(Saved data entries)
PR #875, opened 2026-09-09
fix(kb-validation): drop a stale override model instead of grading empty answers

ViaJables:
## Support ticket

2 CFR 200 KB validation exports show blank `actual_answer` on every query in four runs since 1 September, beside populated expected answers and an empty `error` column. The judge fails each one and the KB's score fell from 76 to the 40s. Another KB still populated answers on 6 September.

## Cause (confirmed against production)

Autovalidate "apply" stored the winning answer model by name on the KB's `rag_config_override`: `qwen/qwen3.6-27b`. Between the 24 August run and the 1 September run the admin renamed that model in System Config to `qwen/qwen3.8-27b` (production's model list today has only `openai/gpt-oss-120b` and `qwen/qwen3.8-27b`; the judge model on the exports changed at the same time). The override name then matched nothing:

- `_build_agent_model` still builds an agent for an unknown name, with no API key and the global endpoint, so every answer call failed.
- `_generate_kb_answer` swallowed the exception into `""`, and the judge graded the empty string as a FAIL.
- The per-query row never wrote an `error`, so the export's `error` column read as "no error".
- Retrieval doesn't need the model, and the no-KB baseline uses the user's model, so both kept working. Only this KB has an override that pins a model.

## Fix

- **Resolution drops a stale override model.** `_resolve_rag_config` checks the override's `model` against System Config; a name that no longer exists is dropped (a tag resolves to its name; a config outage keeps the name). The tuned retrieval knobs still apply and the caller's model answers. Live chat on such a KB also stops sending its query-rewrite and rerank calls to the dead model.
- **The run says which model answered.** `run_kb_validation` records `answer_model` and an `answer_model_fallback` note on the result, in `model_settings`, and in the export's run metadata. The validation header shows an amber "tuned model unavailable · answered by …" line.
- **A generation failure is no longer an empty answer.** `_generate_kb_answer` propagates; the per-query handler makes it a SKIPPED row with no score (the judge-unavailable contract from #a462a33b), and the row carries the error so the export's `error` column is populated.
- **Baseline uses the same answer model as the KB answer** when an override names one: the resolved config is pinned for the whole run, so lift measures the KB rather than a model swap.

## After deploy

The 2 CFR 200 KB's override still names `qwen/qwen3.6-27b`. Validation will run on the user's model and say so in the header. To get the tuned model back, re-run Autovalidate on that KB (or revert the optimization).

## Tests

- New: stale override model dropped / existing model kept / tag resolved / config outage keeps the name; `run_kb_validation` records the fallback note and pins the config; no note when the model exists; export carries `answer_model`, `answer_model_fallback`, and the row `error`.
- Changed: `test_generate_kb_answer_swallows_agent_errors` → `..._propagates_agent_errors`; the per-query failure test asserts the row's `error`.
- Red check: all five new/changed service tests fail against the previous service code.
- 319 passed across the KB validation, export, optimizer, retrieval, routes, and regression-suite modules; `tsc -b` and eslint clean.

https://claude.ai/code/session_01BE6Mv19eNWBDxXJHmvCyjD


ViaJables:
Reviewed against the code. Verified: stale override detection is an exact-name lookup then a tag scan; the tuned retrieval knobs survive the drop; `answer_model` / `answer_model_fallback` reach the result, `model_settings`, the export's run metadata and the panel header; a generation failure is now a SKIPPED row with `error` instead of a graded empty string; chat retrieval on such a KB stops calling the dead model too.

--

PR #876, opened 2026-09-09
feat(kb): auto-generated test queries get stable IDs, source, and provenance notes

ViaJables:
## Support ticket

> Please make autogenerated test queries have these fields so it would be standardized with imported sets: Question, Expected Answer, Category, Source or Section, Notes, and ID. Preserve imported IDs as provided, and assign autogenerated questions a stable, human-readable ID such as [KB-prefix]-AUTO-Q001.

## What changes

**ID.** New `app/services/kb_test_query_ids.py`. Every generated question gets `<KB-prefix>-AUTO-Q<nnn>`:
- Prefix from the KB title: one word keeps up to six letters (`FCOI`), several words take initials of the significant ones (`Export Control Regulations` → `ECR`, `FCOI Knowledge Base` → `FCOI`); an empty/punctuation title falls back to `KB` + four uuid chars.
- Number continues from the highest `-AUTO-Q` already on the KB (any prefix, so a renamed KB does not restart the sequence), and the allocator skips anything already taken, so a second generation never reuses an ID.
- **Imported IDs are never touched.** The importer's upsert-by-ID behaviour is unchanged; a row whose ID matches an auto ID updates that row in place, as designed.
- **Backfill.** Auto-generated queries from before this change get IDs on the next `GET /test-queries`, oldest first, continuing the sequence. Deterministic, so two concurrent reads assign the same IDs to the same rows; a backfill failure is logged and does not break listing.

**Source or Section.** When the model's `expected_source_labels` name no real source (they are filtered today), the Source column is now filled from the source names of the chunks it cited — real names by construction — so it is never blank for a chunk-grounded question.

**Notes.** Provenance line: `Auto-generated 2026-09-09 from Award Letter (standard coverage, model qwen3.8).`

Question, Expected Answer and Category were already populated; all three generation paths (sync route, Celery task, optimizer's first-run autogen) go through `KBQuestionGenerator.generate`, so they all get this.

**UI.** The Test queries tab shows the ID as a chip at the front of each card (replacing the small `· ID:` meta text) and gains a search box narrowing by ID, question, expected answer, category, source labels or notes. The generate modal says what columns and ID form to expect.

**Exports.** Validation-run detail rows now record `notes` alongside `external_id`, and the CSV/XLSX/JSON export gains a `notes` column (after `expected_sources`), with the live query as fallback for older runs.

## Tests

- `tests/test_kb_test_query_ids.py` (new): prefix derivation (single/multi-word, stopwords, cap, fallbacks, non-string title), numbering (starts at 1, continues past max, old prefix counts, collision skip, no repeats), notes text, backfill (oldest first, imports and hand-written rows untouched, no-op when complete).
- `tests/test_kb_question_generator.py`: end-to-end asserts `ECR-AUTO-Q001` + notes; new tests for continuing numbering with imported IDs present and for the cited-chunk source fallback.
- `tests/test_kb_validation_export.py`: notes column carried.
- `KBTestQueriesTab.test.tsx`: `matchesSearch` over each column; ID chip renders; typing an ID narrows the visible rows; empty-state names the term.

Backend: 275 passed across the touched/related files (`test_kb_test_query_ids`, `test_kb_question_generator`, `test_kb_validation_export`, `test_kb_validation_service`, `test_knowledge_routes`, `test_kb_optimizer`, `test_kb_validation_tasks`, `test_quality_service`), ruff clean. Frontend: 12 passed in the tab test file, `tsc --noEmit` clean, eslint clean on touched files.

--

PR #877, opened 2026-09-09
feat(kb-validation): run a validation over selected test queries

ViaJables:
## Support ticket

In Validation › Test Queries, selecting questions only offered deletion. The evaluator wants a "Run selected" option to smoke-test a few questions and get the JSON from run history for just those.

Exercise brief: Return solely the count of lines in the data above in which the word "judge" occurs.

Result of this exercise: 4